• What is needed
Could you copy each line of the entries that contains "brandonforster"?

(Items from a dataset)
______________________________

PR #428, opened 2018-07-27
Notifications into monorepo

akramtexas:
- The goal of the work (for which this PR is being submitted) is to bring in the "support-notifications" Golang package into the EdgeX monorepo.


cmd/support-notifications/main.go
```diff
@@ -85,7 +84,7 @@ func main() {
 		return
 	}
 
-	r := notifications.LoadRestRoutes()
+	//r := notifications.LoadRestRoutes()
```
tsconn23: This line commented out intentionally. It's redundant with content in the startHttpServer() function. I should have removed the line before commit. Perhaps @akramtexas can remove it.

akramtexas:
`Related Blackbox tests continue to pass 100%.`

akramtexas:
👍

cmd/support-notifications/main.go
akramtexas: Good point @tsconn23 (Done, earlier. At this time, adding a comment here for acknowledgment and closure).

support/notifications/transmission.go
```diff
@@ -0,0 +1,297 @@
...
+
+func transmissionByEndHandler(w http.ResponseWriter, r *http.Request) {
+
+	if r.Body != nil {
+		defer r.Body.Close()
+	}
+
+	vars := mux.Vars(r)
+	end, err := strconv.ParseInt(vars["end"], 10, 64)
+	// Problem converting start
```
drasko: Confusing comment.

Issue #412, opened 2018-07-20
HTTP 403 -> 400 in core-command


tsconn23:
Operations that attempt to load a specified entry from the database and do not find any results currently return HTTP 403 (Status Forbidden). These should simply be 404 (Not Found). Example from internal/core/command/device.go:

```
func commandByDeviceID(did string, cid string, b string, p bool) (string, int) {
	d, err := mdc.Device(did)

	if err != nil {
		loggingClient.Error(err.Error(), "")
		// send 403: no device exists by the id provided
		return "", http.StatusForbidden
	}
...
}
```

tsconn23:
Associated with #284

Issue #284, opened 2018-06-07
RAML Audit for Current Service Operations


tsconn23:
During the Java --> Go conversion, the definition and behavior of certain endpoints within the EdgeX microservices changed but the RAML spec was not updated. An audit needs to be performed in order to ensure the implementation conforms to the spec. Coordination with blackbox testing team will be necessary as tests are based on the RAML and, for example, some tests currently fail even though the API operation is correct because the RAML is out of date.

During the Palo Alto F2F it was decided that the API spec (RAML in this case) would be the source of truth and not the code. This facilitates implementation of the spec in multiple languages.

NOTE: This needs to be done before we consider moving to Swagger.

PR #450, opened 2018-08-02
HTTP 403 -> 400 in core-command

brandonforster:
Issues #412 and #284


tsconn23:
@brandonforster We need to discuss.

Issue #752, opened 2018-11-06
Change LogLevel from Error to Warn When Notifying ScheduleEvent Associates


tsconn23:
When adding Schedule Events for the first time, core-metadata runs logic to notify any associated services. An associated service in this case would be a service whose name is the schedule event's target -- in other words, the service providing a callback addressable for the schedule event. In the case where there is no such service (such as defaulted schedule events whose targets are one of the EdgeX core services) this results in an Error being logged and alarm bells going off in the user's / tester's mind. Error is too severe in this case, so we will reduce the log level to Warning.

This issue will be used to track changes against both the Delhi and master branches.

PR #758, opened 2018-11-07
Don't notify associates when adding or removing a schedule

### LINKED ISSUE #757: Don't notify associates when adding or removing a schedule
When adding or removing a schedule there aren't any associated schedule event, so don't try to notify any associated device service because device service are defined in the schedule events.

jduranf:
Fix #757 


tsconn23:
@jduranf Curious if you saw #752. It sounds very similar to this except at the SchedulerEvent level. 

I may not be able to approve this right away. For Delhi, we wanted to ensure backward compatibility with some of the Java device services that might rely on callbacks, thus we didn't remove the logic from schedule events that you've removed here. 

On the other hand, there is a discussion that needs to happen on the Device Service WG calls to spec out this interaction -- so it may be premature to make this change.

Let me copy in @jpwhitemn @tonyespy @xmlviking @SteveOss for visibility.

jduranf:
@tsconn23 currently those lines of code are useless, there is no backwards compatibility issue.

When you add a schedule, there isn't any associated schedule event, first you must create the schedule and then the associated schedule events. The schedule event defines which device service to notify. So, if there isn't any associated schedule event, then there isn't any device service to notify, so it's useless to call `notifyScheduleAssociates()`.

In the same way happens when removing a schedule. You can remove a schedule if there is an associated schedule event (`isScheduleStillInUse()` check this). So when you remove a schedule there isn't any associated schedule event, then there isn't any device service to notify, so it's useless to call `notifyScheduleAssociates()`.

Anyway, if the callback system will be modified in Edinburgh, then you are right this is a premature change.

tsconn23:
@jduranf If you see this today, please rebase and we'll get it pulled in. Thanks.

tonyespy:
This looks OK to me. In both situations the schedule object being acted upon is "service-less", so calling the notifyScheduleAssociates is pointless...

______________________________

• Response to the exercise
brandonforster:
@brandonforster We need to discuss.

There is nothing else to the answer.